Any help is greatly appreciated. If there's a more idomatic concurrency pattern I should consider, I'd love to hear about it. I'm not 100% sold on this solution but this is the farthest I've gotten so far.
This is all good but the issue I have is that the stack itself could be zero length so the case where I attempt to send stack[0] to the jobchan, if the stack is empty, I get an out of bounds error.
I can't reproduce it with your playground link, but it's believable, because at lest one gofunc worker might have been ready to receive on that channel.
My output has been Msgcnt: 0, which is also easily explained, because gofunc might not have been ready to receive on jobschan when dispatch() runs its select. The order of these operations is not defined.
trying to create a dispatch go routine that will send jobs to a worker pool listening on the jobchan channel
A channel needs no dispatcher. A channel is the dispatcher.
If a message comes into my dispatch function via the dispatchchan channel and my other go routines are busy, the message is [...] will [...] send again later when a worker becomes available, [...] or no more messages are received on the dispatchchan.
With a few creative edits, it was easy to turn that into something close to the definition of a buffered channel. It can be read from immediately, or it can take up to some "limit" of messages that can't be immediately dispatched. You do define limit, though it's not used elsewhere within your code.

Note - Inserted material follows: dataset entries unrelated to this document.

PR #1561, opened 2020-11-24
baseline-format: can format build.gradle files

iamdanfox:
## Before this PR

Every now and again, we stumble across some elaborate build.gradle files full of custom stuff. These are sometimes hard to read due to each project's own idiosyncratic styling opinions.

Well it turns out spotless can just zap em all with a consistent format!

## After this PR
==COMMIT_MSG==
`com.palantir.baseline-format` now understands how to format build.gradle files. This is opt-in by default, so you need to run `./gradlew format -Pcom.palantir.baseline-format.gradle-files=true` to try it, or add this property to your gradle.properties if you want to lock it in.
==COMMIT_MSG==

I've intentionally made this opt-in because I'm intending to write an auto-merging excavator which will just come round and re-format your files, without incurring the annoyance of failing builds because someone has got their indentation wrong.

In any function, defining a variable you don't read will result in a compile time error like limit declared but not used. This stricture improves code quality and helps identify typeos. But at package scope, you've gotten away with defining the unused limit as a "global" and thus avoided a useful error - you haven't limited anything.
Don't use globals. Use passed parameters to define scope, because the definition of scope is tantamount to functional concurrency as expressed with the go keyword. Pass the relevant channels defined in local scope to functions defined at package scope so that you can easily track their relationships. And use directional channels to enforce the producer/consumer relationship between your functions. More on this later.

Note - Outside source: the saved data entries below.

PR #1565, opened 2020-11-25
Fix unit tests on java 15

fawind:
## Before this PR
We switched testing on java 14 to testing on java 15 in https://github.com/palantir/gradle-baseline/commit/02c9f15d91056bb8bdbcc7eae910fe06424fe562 which broke some tests on java 15 and automerged before we could fix the tests.

Failures: https://app.circleci.com/pipelines/github/palantir/gradle-baseline/1492/workflows/f8aaf40f-f7fb-4a28-8860-80f00df4532d/jobs/21807

## After this PR

Fix unit tests when running with java 15.

==COMMIT_MSG==
Fix unit tests on java 15
==COMMIT_MSG==

### DIFF
--- a/baseline-error-prone/src/test/java/com/palantir/baseline/errorprone/UnnecessaryParenthesesTest.java
+++ b/baseline-error-prone/src/test/java/com/palantir/baseline/errorprone/UnnecessaryParenthesesTest.java
@@ -29,7 +29,7 @@ public class UnnecessaryParenthesesTest {
     public void testSwitchExpression() {
         CompilationTestHelper compilationHelper = CompilationTestHelper.newInstance(
                         UnnecessaryParentheses.class, getClass())
-                .setArgs(ImmutableList.of("--enable-preview", "--release", "14"));
+                .setArgs(ImmutableList.of("--enable-preview", "--release", "15"));
 
         compilationHelper
                 .addSourceLines(
--- a/gradle-baseline-java/src/test/groovy/com/palantir/baseline/plugins/BaselineEnablePreviewFlagTest.groovy
+++ b/gradle-baseline-java/src/test/groovy/com/palantir/baseline/plugins/BaselineEnablePreviewFlagTest.groovy
@@ -156,19 +156,38 @@ class BaselineEnablePreviewFlagTest extends IntegrationSpec {
 
     def 'does not always apply'() {
         when:
-        File java8Dir = addSubproject('my-java-8-api', "sourceCompatibility = 8")
+        File java8Dir = addSubproject('my-java-8-api', """
+        sourceCompatibility = 8
+
+        tasks.withType(JavaCompile) {
+           doFirst {
+              println "Args for for \$name are \$options.allCompilerArgs"
+           }
+        } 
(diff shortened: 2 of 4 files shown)


gradle-baseline-java/src/test/groovy/com/palantir/baseline/plugins/BaselineEnablePreviewFlagTest.groovy
```diff
@@ -156,19 +156,38 @@ class BaselineEnablePreviewFlagTest extends IntegrationSpec {
...
+        } 
+        """.stripIndent())
+
         buildFile << '''
         subprojects {
             apply plugin: 'java-library'
             apply plugin: 'com.palantir.baseline-enable-preview-flag'
         }
         '''
-        writeSourceFileContainingRecord(java8Dir)
```
fawind, line 166: `:compileJava` was failing here with ([ref](https://app.circleci.com/pipelines/github/palantir/gradle-baseline/1492/workflows/f8aaf40f-f7fb-4a28-8860-80f00df4532d/jobs/21807)):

Going back to "limit", it makes sense to limit the quantity of jobs you're queueing because all resources are limited, and accepting more messages than you have any expectation of processing requires more durable storage than process memory provides. If you don't feel obligated to fulfill those requests no matter what, don't accept "too many" of them in the first place.
So then, what function has dispatchchan and dispatch()? To store a limited number of pending requests, if any, before they can be processed, and then to send them to the next available worker? That's exactly what a buffered channel is for.
Circular Logic
Who "knows" when your program is done? main() provides the initial input, but you close all 3 channels in `dispatch():
close(jobchan)
close(dispatchchan)
close(mw)
Your workers write to their own job queue so only when the workers are done writing to it can the incoming job queue be closed. However, individual workers also don't know when to close the jobs queue because other workers are writing to it. Nobody knows when your algorithm is done. There's your circular logic.
The mw channel is a buffered channel the same length as the number of worker go routines. It acts as a semaphore for the worker pool.
There's a race condition here. Consider the case where all n workers have just received the last n jobs. They've each read from jobschan and they're checking the value of ok. disptatcher proceeds to run its select. Nobody is writing to dispatchchan or reading from jobschan right now so the default case is immediately matched. len(stack) is 0 and there's no current job so dispatcher closes all channels including mw. At some point thereafter, a worker tries to write to a closed channel and panics.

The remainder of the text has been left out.